Master Thesis | Interpretation of Neural Networks and Advanced Image Augmentation for Visual Control of Drones in Human Proximity
- Master of Science in Computer Science at Università della Svizzera Italiana (USI)
- Double Degree with University of Milano-Bicocca, Academic Year 2019/2020
Collaboration with the Robotics team at IDSIA for the application of Deep Learning Interpretability and Advanced Image Augmentation techniques to improve an existing Convolutional Neural Network (CNN) for Visual Control of Drones.
We consider the task of predicting the pose of a person moving in front of a drone, using the input images coming from an on-board camera. We aim to improve a machine learning model designed for this intent [Mantegazza et al., 2019]. The approach relies on supervised learning to perform a regression on the user’s pose through a Residual Neural Network. The training data is collected in a dedicated drone arena, using a Motion Capture system to acquire the ground truth. The prototype achieves good performance inside the arena but cannot fulfill its duty in unknown environments.

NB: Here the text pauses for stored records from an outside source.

PR #154, opened 2022-06-29
Fixup broken dcache-transfer probe (SOFTWARE-5241)

edquist:
**1. fix global terminationAlarm handling**

I was getting an UnboundLocalError exception (local variable
'terminationAlarm' referenced before assignment), because main
sets terminationAlarm in the big try block, without calling it
global, which makes it a local variable for the whole function.

that actually means the global wasn't getting set, which is a bug,
but we happened to see it because the test later in main for
terminationAlarm references the expected-to-be-local copy in main,
which happened not to be set because we didn't make it that far
in the try block before there was an exception (apparently).

While we're at it, i'm switching the "!= None" check to the always
preferred "is not None" check.

...

**2. restore /usr/share ProbeConfig symlinks**

This reverts 4326a64.

Apparently the /usr/share ProbeConfig symlinks were actually used by
some of the storage/transfer probes in order to refer to a default
ProbeConfig location, which was the working dir, which in the case
of these probes was the /usr/share location for the probe script
itself.  That is, the ProbeConfiguration system by default looks
for "ProbeConfig" in the current working directory, in order to
pick up the symlink to the real file under /etc.

This was not needed for the condor probes, which provide an explicit
path for the ProbeConfig; but some of the less-well-tested in 2.x
probes (basically just used by FNAL) apparently relied on the
symlink.

Now that i understand what they were for, for consistency i'm adding
the /usr/share ProbeConfig symlink to the condor probes as well, even
though they don't rely on them.

**3. add unexpected exception handling**

The dcache-transfer probe was sending tracebacks for unexpected exceptions to /dev/null, which was super unhelpful for debugging.

### DIFF
--- a/rpm/gratia-probe.spec
+++ b/rpm/gratia-probe.spec
@@ -128,6 +128,8 @@ git_commit_id=$(gzip -d < %{SOURCE0} | git get-tar-commit-id)
     PROBE_DIR=$RPM_BUILD_ROOT/%{_sysconfdir}/gratia/$probe
     install -d $PROBE_DIR
     install -m 644 common/ProbeConfigTemplate.osg $PROBE_DIR/ProbeConfig
+    ln -s %{_sysconfdir}/gratia/$probe/ProbeConfig \
+          $RPM_BUILD_ROOT/%{_datadir}/gratia/$probe/ProbeConfig
 
     ## Probe-specific customizations
     # Replace @PROBE_SPECIFIC_DATA@ with ProbeConfig.add (if any)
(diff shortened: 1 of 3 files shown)


edquist:
Note from the support ticket (https://support.opensciencegrid.org/a/tickets/69921), dropping in the ProbeConfig symlinks fixed the issue for Yujun.  The other items addressed in this PR are not strictly necessary i guess, but i think they are worthy incidental fixes.

@brianhlin / @retzkek, if somebody can give this a review then I can get this into a new build for Yujun ...

rpm/gratia-probe.spec
```diff
@@ -128,6 +128,8 @@ git_commit_id=$(gzip -d < %{SOURCE0} | git get-tar-commit-id)
     PROBE_DIR=$RPM_BUILD_ROOT/%{_sysconfdir}/gratia/$probe
     install -d $PROBE_DIR
     install -m 644 common/ProbeConfigTemplate.osg $PROBE_DIR/ProbeConfig
+    ln -s %{_sysconfdir}/gratia/$probe/ProbeConfig \
+          $RPM_BUILD_ROOT/%{_datadir}/gratia/$probe/ProbeConfig
```
brianhlin, line 130: Could you add a short comment here explaining why?

brianhlin (approved):
LGTM except for a minor comment. At some point we should change `%{default_prefix}` to `%{_datadir}`

rpm/gratia-probe.spec
edquist: Done

edquist:
> At some point we should change `%{default_prefix}` to `%{_datadir}`

Done.  Apparently  `%{default_prefix}`, along with the `Prefix:`'es, were put there in the long long ago to allow for relocatable packages (eg putting things under `/opt` by running rpmbuild with a `--prefix` arg).  But that is not a thing we care about so i've removed all that.

PR #156, opened 2022-07-11
tweak ResourceName calculation (SOFTWARE-5249)

edquist:
we're doing two things here:

1. add GLIDEIN_ResourceName to SYSTEM_JOB_MACHINE_ATTRS config

2. Prefer MachineAttrGLIDEIN_ResourceName0 over
   MATCH_EXP_JOBGLIDEIN_ResourceName

Per SOFTWARE-5249's description:

This will cause the AP to stuff an attribute into the job ad for each
match to a slot with the format MachineAttrGLIDEIN_ResourceNameN where
MachineAttrGLIDEIN_ResourceName0 is the slot's GLIDEIN_ResourceName for
the last job-slot match. So additionally, we need to update condor_meter
to prefer MachineAttrGLIDEIN_ResourceName0 over
MATCH_EXP_JOBGLIDEIN_ResourceName.

-----

@brianhlin, can you confirm whether i should simply add the `SYSTEM_JOB_MACHINE_ATTRS` line to the config, or whether this should replace the above `JOBGLIDEIN_ResourceName` definition?

### DIFF
--- a/condor-ap/50-gratia-gwms.conf
+++ b/condor-ap/50-gratia-gwms.conf
@@ -21,6 +21,11 @@ JOBGLIDEIN_ResourceName="$$([IfThenElse(IsUndefined(TARGET.GLIDEIN_ResourceName)
 # this host
 SUBMIT_ATTRS = $(SUBMIT_ATTRS) JOBGLIDEIN_ResourceName
 
+# Have AP stuff an attribute into the job ad for each match to a slot
+# with the format MachineAttrGLIDEIN_ResourceNameN where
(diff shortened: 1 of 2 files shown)


brianhlin:
> @brianhlin, can you confirm whether i should simply add the SYSTEM_JOB_MACHINE_ATTRS line to the config, or whether this should replace the above JOBGLIDEIN_ResourceName definition?

Add! Let's carry both for now

edquist:
>Add! Let's carry both for now

Cool; that's what the PR does currently.

brianhlin (approved):
LGTM!

PR #159, opened 2022-08-01
apply storage probe fixes from Yujun (SOFTWARE-5279)

edquist:
See https://support.opensciencegrid.org/a/tickets/69921

...

Apparently there was a nesting issue with `user_space` ?

### DIFF
--- a/enstore-storage/enstore-storage
+++ b/enstore-storage/enstore-storage
@@ -253,6 +253,8 @@ date cannot be null.
         #end_time = timeutil.at_minute(datetime.datetime.now())
         end_time = None
         # Give to the end time a 60 seconds delay. To allow for enstore DB processing time
+        if limit is None:
+            limit = 0
         if limit > 0:
             end_time = timeutil.wind_time(start_time, hours=limit, backward=False)
             end_time = min(end_time, timeutil.wind_time(datetime.datetime.now(), seconds=60))
--- a/dCache-storagegroup/dcache-storagegroup
+++ b/dCache-storagegroup/dcache-storagegroup
@@ -63,11 +63,10 @@ def sendRecords(fn):
     totals_by_sg={}
     for pg,item1 in user_space.items():
         storage_groups[pg] = {}
-        for pool, item2 in item1.items():
-            for sg, value in item2.items():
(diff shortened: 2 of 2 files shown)


enstore-storage/enstore-storage
```diff
@@ -253,6 +253,8 @@ date cannot be null.
         #end_time = timeutil.at_minute(datetime.datetime.now())
         end_time = None
         # Give to the end time a 60 seconds delay. To allow for enstore DB processing time
+        if limit is None:
+            limit = 0
         if limit > 0:
```
brianhlin, line 258:
```suggestion
        elif limit > 0:
```

No reason to check this if it's originally `None` and we explicitly set it to 0

retzkek:
I need to get some more info from Yujun before I can review this.

edquist:
Thanks @retzkek.  Yeah notably in the support ticket Yujun said about his changes, "Two probes had some python2/python3 related issues. I fixed the code locally:" ... But Yujun's suggested fix does not seem to be a python2/3 issue, it looks more like he thinks the structure of the pickled object getting passed in is different than the (old) code expects.

EDIT: Ah yeah I see you asked in the support ticket about the data structure written to the tmp file.

enstore-storage/enstore-storage
edquist: That's true but changing this to an `elif` like you have it would actually break the logic he was trying to fix, as it would prevent the `else` block a few lines down from firing when `limit` _is_ `None`.

edquist, line 258: But i think we can still clean it up a bit with

```suggestion
        if limit is not None and limit > 0:
```

or just

```suggestion
        if limit and limit > 0:
```

...

Or if we happen to know that limit is not negative (I do not know whether that is a safe assumption), just

```suggestion
        if limit:
```

edquist: PS i think this spot must have been the python2/3 issue Yujun had in mind, as `None > 0` worked as a comparison in python2 but raises an exception in python3 (which is why he added this explicit None handling).

brianhlin:
There doesn't seem to be an impetus for this any longer. Abandoning.

PR #160, opened 2022-08-05
Fix condor-ap probe bug(s) in resource name detection (SOFTWARE-5285)

edquist:
regarding the fix in `get_classad_resource_name()`, David Schultz reported in icecube-condor:

> we have at least one site where the first value is undefined while the second is correct. those are getting put into quarantine right now. maybe there should be a check that the attr is valid?

...

And the second bit that had `host_descr = classad[attr]` sadly was just broken. Incomplete refactoring when i broke out `get_classad_resource_name()` into a separate function.


djw8605 (approved):
Small change, looks good to me.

First, we understand the main issues of the learned task through network interpretation. Applying Grad-CAM [Selvaraju et al., 2019], we observe that the model not only focus on the user who is actually facing the drone’s camera. Instead, various portions of the input images are considered when the model makes its predictions. We assume that the neural network has undesirably learned some details about the drone arena in which the dataset has been collected.
As a solution, we develop an advanced data augmentation technique designed for enhancing the generalization capabilities of the model. The goal is to break the relationship between the model’s learning and the training room. Our approach consists on modifying the original dataset through images’ background replacement, allowing us to simulate data collected in many different environments. The implementation is done by using Mask R-CNN [He et al., 2018] to compute the user’s mask from each sample in the original training set. Then, we use the computed masks for replacing the background of the corresponding images and retraining the neural network. We run experiments that show that our proposal is successful both from quantitative and qualitative viewpoints. The new model, trained on the augmented dataset, produces satisfactory results in a large variety of real-world scenarios.